There are many types of cross-validation (ArlotCelisse2010?; BatesEtAl2023?). For example, one extension is k-fold cross validation, which splits \(N\) datapoints into \(k=1...K\) groups, each sized \(B\), and predicts values for the left-out group. adjusts for the degrees of freedom, whereas the function in R uses (racine2019?) by default. You can refer to extensions on a case by case basis.

21.4 Hypothesis Testing

There are two main ways to summarize gradients: how \(Y\) changes with \(X\).

  1. For regressograms, you can approximate gradients with small finite differences. For some small \(h_{p}\), we can compute \[\begin{eqnarray} \hat{\beta}_{p}(\mathbf{x}) &=& \frac{ \hat{y}(x_{1},...,x_{p}+ \frac{h_{p}}{2}...,x_{P})-\hat{y}(x_{1},...,x_{p}-\frac{h_{p}}{2}...,x_{P})}{h_{p}}, \end{eqnarray}\]

  2. When using split-sample regressions or local linear regressions, you can use the estimated slope coefficients \(\hat{\beta}_{p}(\mathbf{x})\) as gradient estimates in each direction.
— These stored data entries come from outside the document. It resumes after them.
PR #1804, opened 2021-08-04
chore: properly pass artifacts between jobs

pgerber:
Stop misusing the cache for passing build artifacts. For our
runners we use per-host caches. So, one can't assume a cache
from a previous job to be available.


MethodenMann:
Change looks good to me. Could you please change that in nice-release/227 branch and add "Cherry-pick: Up" to the commit message body. Otherwise the CI will still fail for the older version.

PR #1861, opened 2021-08-24
feat(tocco-ui): allow negative integers

PadPalon:
Refs: TOCDEV-4137


PadPalon:
@MethodenMann We discussed this in the refinement, any reason from your side why integers are never allowed to be negative? Previously we'd just configure the field to have a minimal value of 0 if negative numbers weren't allowed.

PR #1888, opened 2021-09-13
Pr/devcon sqllog

rzueger:


rzueger:
This is the same PR as https://github.com/tocco/tocco-client/pull/1887, which was already approved by @PadPalon (new PR was created, because the branch was renamed).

After computing gradients, you can summarize them in various plots: Histogram of \(\hat{\beta}_{p}(\mathbf{x})\), Scatterplot of \(\hat{\beta}_{p}(\mathbf{x})\) vs. \(X_{p}\), or the CI of \(\hat{\beta}_{p}(\mathbf{x})\) vs \(\hat{\beta}_{p}(\mathbf{x})\) after sorting the gradients (Chaudhuri1999?; HendersonEtAl2012?)

You may also be interested in a particular gradient or a single summary statistic. For example, a bivariate regressogram can estimate the marginal effect of \(X_{1}\) at the means; \(\hat{\beta_{1}}(\bar{\mathbf{x}}=[\bar{x_{1}}, \bar{x_{2}}])\). You may also be interested in the mean of the marginal effects (sometimes said simply as “average effect”), which averages the marginal effect over all datapoints in the dataset: \(1/n \sum_{i}^{n} \hat{\beta_{1}}(\mathbf{X}_{i})\), or the median marginal effect. Such statistics are single numbers that can be presented similar to an OLS regression table where each row corresponds a variable and each cell has two elements: “mean gradient (sd gradient)”.